--- What to produce ---
In the entries below, find every line with the string "removed" and copy it.

[Stored entries]
------------------------------------------------

PR #1047, opened 2024-04-26
Remove unsupported flag "shouldSort"

AlexanderSkrock:
This pull request aims to fix [#311 in properties-panel](https://github.com/bpmn-io/properties-panel/issues/311) together [#353 in properties-panel](https://github.com/bpmn-io/properties-panel/pull/353). Currently, it is being developed.

- [x] Remove "shouldSort" property where ever the flag was set to `false` explicitly
- [x] Implement sorting where necessary
       => Potentially every component which did not explicitly set `shouldSort` to `false`, but we should use  this opportunity to evaluate where it actually should be sorted.
- [x] Write a note in CHANGELOG.md

Regarding the `shouldSort` flag, I saw the following throughout this project.

**Camunda 7 - Camunda Platform**
Usages without the `shouldSort` flags, thus using the previous default of sorting:
- FieldInjectionGroup
- InMappingGroup
- OutMappingGroup
- ExecutionListenerGroup
- TaskListenerGroup
- ConnectorInputGroup
- ConnectorOutputGroup
- ExtensionPropertiesGroup

Usages with the `shouldSort` flag set to `false`, thus already disabling sorting:
- ErrorsGroup
- FormDataGroup
- InputGroup
- OutputGroup
- ProcessVariablesGroup
- ExtensionPropertiesGroup

**Camunda 8 - Zeebee**
Usages with the `shouldSort` flag set to `false`, thus already disabling sorting:
- ExtensionPropertiesGroup
- HeaderGroup
- InputGroup
- OutputGroup

----

Related to https://github.com/bpmn-io/properties-panel/issues/311

### DIFF
--- a/CHANGELOG.md
+++ b/CHANGELOG.md
@@ -6,6 +6,9 @@ All notable changes to [bpmn-js-properties-panel](https://github.com/bpmn-io/bpm
 
 ___Note:__ Yet to be released changes appear here._
 
+* `FEAT`: drop alphabetic sorting of list entries  ([#1047](https://github.com/bpmn-io/bpmn-js-properties-panel/pull/1047))
+
+
 ## 5.16.0
 
 * `FEAT`: add hint for the process ID field in the Camunda 7 ([#1038](https://github.com/bpmn-io/bpmn-js-properties-panel/issues/1038))
--- a/package-lock.json
+++ b/package-lock.json
@@ -20,7 +20,7 @@
         "@babel/plugin-transform-react-jsx": "^7.23.4",
         "@bpmn-io/element-template-chooser": "^1.0.0",
         "@bpmn-io/element-templates-icons-renderer": "^0.3.0",
-        "@bpmn-io/properties-panel": "^3.18.2",
+        "@bpmn-io/properties-panel": "^3.19.0",
         "@bpmn-io/variable-resolver": "^1.2.2",
         "@rollup/plugin-alias": "^5.1.0",
         "@rollup/plugin-babel": "^6.0.4",
@@ -622,9 +622,9 @@
       }
     },
     "node_modules/@bpmn-io/properties-panel": {
-      "version": "3.18.2",
-      "resolved": "https://registry.npmjs.org/@bpmn-io/properties-panel/-/properties-panel-3.18.2.tgz",
-      "integrity": "sha512-IQ6NUZ4McSmr6KLyptnhnKxBind5Oz+FSZ5u8MJX/s/10RRj+RIVYCBS2UnfCKHZCE9YMWTdCHdA7XQ4lIjuzw==",
+      "version": "3.19.0",
+      "resolved": "https://registry.npmjs.org/@bpmn-io/properties-panel/-/properties-panel-3.19.0.tgz",
+      "integrity": "sha512-ZVr8LC8ZiMYRkh9Vf4EnuQ7hJIzjBLpLUoex+q5/tGj1I2B/iFAgDUaqnD/yOyBzkRDi1K9IedsUA01XaqG13w==",
       "dev": true,
       "dependencies": {
         "@bpmn-io/feel-editor": "^1.3.0",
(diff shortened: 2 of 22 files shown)


AlexanderSkrock:
Hi @nikku ,
it would be great if you could have a look as well regarding the question which components should keep alphabetical sorting. Thank you in advance.

nikku:
@AlexanderSkrock I can confirm that non of the fields you mentioned should be sorting.

We can argue about "pure visual only", such as C7 process variables; but then again we can sort on the business logic level.

AlexanderSkrock:
Seems like my changes from `properties-panel` were not used. I did one more little fix there for the change dot appearing too late, but I can not confirm the remaining failures locally.

nikku (dismissed):
Auto-focus seems to need adjustment in different places (I sketched the change on one example on top of this PR); `List#compareFn` could be dropped (I pushed that change on top of this PR).

Cf. https://github.com/bpmn-io/properties-panel/pull/353#issuecomment-2096326398 for details.

AlexanderSkrock:
Thank you for having a look! I tried to follow up on your changes regarding auto-focus, but for the `ListProps` it seems non-trivial as there is no `data-entry-id` yet, I could hook into.

I wanted to add `autoFocusEntry: `[data-entry-id="${id}-listItem-${items.length - 1}"] input` because that is how its done for all other components, but then I'd need to set the `data-entry-id` on a very high level, e. g.  [here[(https://github.com/AlexanderSkrock/bpmn-js-properties-panel/blob/2a42d182b007ab9e2aafe5d2fa55a83b657ff57d/src/provider/camunda-platform/properties/ListProps.js#L119).

Otherwise if a `data-entry-id` with a `value`-suffix would be okay such as `"${id}-listItem-${items.length - 1}-value"`, then we could incorporate this in the `SimpleEntry` component in `properties-panel` core project, e. g. [here](https://github.com/AlexanderSkrock/properties-panel/blob/6788c4cee6fd5fc7cc7f3c73f87f7085638f0900/src/components/entries/Simple.js#L53). Btw, I wondered why we add a prefix to the id there, which we don't for all other entries.

In addition to both of these approaches with the current `SimpleEntry` component, I could imagine to simply switch to `TextField` for entries of `ListProps`, which should work out of the box in combination with `autoFocusEntry: `[data-entry-id="${id}-listItem-${items.length - 1}"] input`.

Would be great, if you could have a look here again, @nikku , as I am not sure which is the best approach. While the last one mentioned seems best to me at first glance, it might have non-obvious changes I am not able to understand in depth.

nikku:
@AlexanderSkrock I'll only be able to follow-up on your comments next week.

nikku:
@AlexanderSkrock I was able to review your changes, great work! The only thing missing is the auto focus which is now broken in some cases. 

Was not fully able to grasp some of your thoughts in https://github.com/bpmn-io/bpmn-js-properties-panel/pull/1047#issuecomment-2097993831. I'd propose to make auto-focus work in the most simple way :upside_down_face:. This implies:

* Use the `data-entry-id` hack for nested lists that return a specific component
* Use simple entry addressing `id + '-sub-entry-key'` for flat lists (https://github.com/bpmn-io/bpmn-js-properties-panel/pull/1047/commits/db441b88aba48cb7ec1d54a38345feb77d5ca620, https://github.com/bpmn-io/bpmn-js-properties-panel/pull/1047/commits/dc09c9e97a6abedf1b65c5b0e9a9cd2d80d82a9e)

Of course we could refactor further; but let's take things one step at a time.

nikku:
To be clear: I regard `data-entry-**` auto-focussing as a hack, in a perfect world we'd refactor the list entry to allow passing a dedicated sub-entry property (just a suffix), or provide other resolutions to the common "simply define what to auto-focus" problem:

* We could define an implicit auto-focus, without any explicit configuration - entries can be tagged, and upon creation / "focus" the first entry that is tagged as "could have auto-focus" receives it.
* We could rework the simple and list entries to be able to pass focus in another way.

But then again, looking at the small amount of changes needed here I'm fine to accept the contribution as is.

nikku:
I'll look into rebasing this. Thanks for your work on this issue :clap:

nikku:
Updated to build on top of `@bpmn-io/properties-panel@3.19.0`.

nikku:
I can reproduce the test single failure locally and am investigating.

nikku:
Addressed everything mentioned in https://github.com/bpmn-io/bpmn-js-properties-panel/pull/1047#issuecomment-2124706979. Waiting for CI to pass.

CHANGELOG.md
```diff
@@ -6,6 +6,8 @@ All notable changes to [bpmn-js-properties-panel](https://github.com/bpmn-io/bpm
 
 ___Note:__ Yet to be released changes appear here._
 
+* `FIX`: removed sorting on list groups as it may affect semantics ([#1047](https://github.com/bpmn-io/bpmn-js-properties-panel/pull/1047))
```
nikku, line 9:
```suggestion
* `FEAT`: drop alphabetic sorting of list entries  ([#1047](https://github.com/bpmn-io/bpmn-js-properties-panel/pull/1047))

```

nikku (approved):

nikku:
Thanks for your contribution @AlexanderSkrock. We really apprechiate it :medal_sports: :clap:

PR #1055, opened 2024-05-28
fix: display process name only once for C7

barmac:
Related to https://github.com/camunda/camunda-modeler/issues/4317


nikku:
@barmac Let's rebase this on `main`. `v5.17.0` of the properties panel is out.

nikku:
Released as https://github.com/bpmn-io/bpmn-js-properties-panel/releases/tag/v5.17.1

PR #1072, opened 2024-08-14
feat: support editing `zeebe:priorityDefinition`

### LINKED ISSUE #1069: Support editing priority in Zeebe
### Is your feature request related to a problem? Please describe.

As part of feature parity, we are adding a way to add a simple priority on user tasks to sort what's important from what isn't. This new priority extension element will be available on user tasks, and so we need to also provide the UI for it. 

Sample XML:

```xml
<userTask id="" name="">
  <bpmn:extensionElements>
    <zeebe:priorityDefinition priority="15" />
  </bpmn:extensionElements>
</userTask> 
```

### Describe the solution you'd like

Field that allows setting a value from 0-100 or a feel expression as per the product hub epic.
Add some validation to guide the user to enter the type.

* [x] New priority field is added in Assignment
* [x] Priority is an integer per default
* [x] Priority can be optionally a FEEL expression
* [x] A documentation tooltip with a link to docs is added

### Describe alternatives you've considered

n/a

### Additional context

Product hub epic: https://github.com/camunda/product-hub/issues/217
Root: https://github.com/camunda/camunda/issues/19833
Moddle issue: https://github.com/camunda/zeebe-bpmn-moddle/issues/62

Related to https://github.com/camunda/camunda-modeler/issues/4450

Skaiir:
### Proposed Changes

Adds an entry in the properties panel to edit the `zeebe:priorityDefinition::priority` of a user task. Should have a tooltip with some info and a (currently empty) link to docs. 

Closes #1069

image

`npx @bpmn-io/sr bpmn-io/bpmn-js#main -l bpmn-io/bpmn-js-properties-panel#1069-support-priority-editing`

### DIFF
--- a/src/provider/zeebe/properties/PriorityDefinitionProps.js
+++ b/src/provider/zeebe/properties/PriorityDefinitionProps.js
@@ -1,0 +1,155 @@
+import {
+  getBusinessObject,
+  is
+} from 'bpmn-js/lib/util/ModelUtil';
+
+import { isFeelEntryEdited } from '@bpmn-io/properties-panel';
+
+import {
+  getExtensionElementsList
+} from '../../../utils/ExtensionElementsUtil';
+
+import {
+  createElement
+} from '../../../utils/ElementUtil';
+
+import {
+  useService
+} from '../../../hooks';
+
+import { FeelEntryWithVariableContext } from '../../../entries/FeelEntryWithContext';
+
+
+export function PriorityDefinitionProps(props) {
+  const {
+    element
+  } = props;
+
+  if (!is(element, 'bpmn:UserTask')) {
+    return [];
+  }
+
+  return [
+    {
+      id: 'priorityDefinitionPriority',
+      component: Priority,
+      isEdited: isFeelEntryEdited
+    }
+  ];
+}
+
+function Priority(props) {
+  const {
+    element
+  } = props;
+
+  const commandStack = useService('commandStack');
+  const bpmnFactory = useService('bpmnFactory');
+  const translate = useService('translate');
+  const debounce = useService('debounceInput');
+
+  const getValue = () => {
+    return (getPriorityDefinition(element) || {}).priority;
+  };
+
+  const setValue = (value) => {
+    const commands = [];
+
+    const businessObject = getBusinessObject(element);
+
+    let extensionElements = businessObject.get('extensionElements');
+
+    // (1) ensure extension elements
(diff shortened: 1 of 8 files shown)


philippfromme:
Thanks for the contribution @Skaiir! Will have a look! 🫶

src/provider/zeebe/properties/PriorityDefinitionProps.js
```diff
@@ -0,0 +1,162 @@
...
+          }
+        }
+      });
+    }
+
+    // (4) commit all updates
+    commandStack.execute('properties-panel.multi-command-executor', commands);
+  };
+
+  const tooltip = <div>
```
philippfromme, line 137: We keep the tooltips in the respective [provider](https://github.com/bpmn-io/bpmn-js-properties-panel/blob/main/src/contextProvider/zeebe/TooltipProvider.js). Also, the link doesn't point anywhere at the moment. I guess that's because the documentation doesn't exist yet?

philippfromme (changes requested):

src/provider/zeebe/properties/PriorityDefinitionProps.js
Skaiir: Hey there, yeah it's because it doesn't exist yet. Raised a follow-up here: https://github.com/bpmn-io/bpmn-js-properties-panel/issues/1073.

Skaiir: On a related topic, there will come a time where this method of translating won't be enough. Not being able to move divs around relative to each-other prevents things like links or formatting inside of sentences.

I think something similar to the [Trans component](https://react.i18next.com/latest/trans-component) of react-i18next might make sense. Just floating the idea around.

Skaiir:
Made the adjustments, removed the link entirely for now, follow up here: https://github.com/bpmn-io/bpmn-js-properties-panel/issues/1073.

src/provider/zeebe/properties/PriorityDefinitionProps.js
nikku: > I think something similar to the [Trans component](https://react.i18next.com/latest/trans-component) of react-i18next might make sense. Just floating the idea around.

Let's keep things simple and not over-engineer. Quoting from the site you mentioned:

image

philippfromme (approved):
Great contribution! 🚀

PR #1097, opened 2024-12-11
chore: update terminology to "camunda user task"

Skaiir:
Related to https://github.com/camunda/camunda-modeler/issues/4749


barmac:
We need to adjust the tooltips yet:

image

I will do that.

PR #1109, opened 2025-02-19
fix: subscription coorelation key tooltip added

abdul99ahad:
Related to camunda-modeler: [#4833](https://github.com/camunda/camunda-modeler/issues/4833)

### Proposed Changes

 

Added tooltip for Subscription correlation key

Screenshot 2025-02-19 at 16 54 43

### Checklist

### DIFF
--- a/src/contextProvider/zeebe/TooltipProvider.js
+++ b/src/contextProvider/zeebe/TooltipProvider.js
@@ -361,6 +361,19 @@ const TooltipProvider = {
       </div>
     );
   },
+  'messageSubscriptionCorrelationKey': (element) => {
+    const translate = useService('translate');
+
+    return (
+      <div>
+        <p>
+          { translate('Identifier computed from the process context that is used to correlate an incoming message (e.g. ')}<code>= orderId</code>{translate('). ')}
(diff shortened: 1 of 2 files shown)


nikku:
Not sure if the message brings the point across, what about the following instead:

------------------------------------------------

--- Exercise solution ---
+* `FIX`: removed sorting on list groups as it may affect semantics ([#1047](https://github.com/bpmn-io/bpmn-js-properties-panel/pull/1047))
Made the adjustments, removed the link entirely for now, follow up here: https://github.com/bpmn-io/bpmn-js-properties-panel/issues/1073.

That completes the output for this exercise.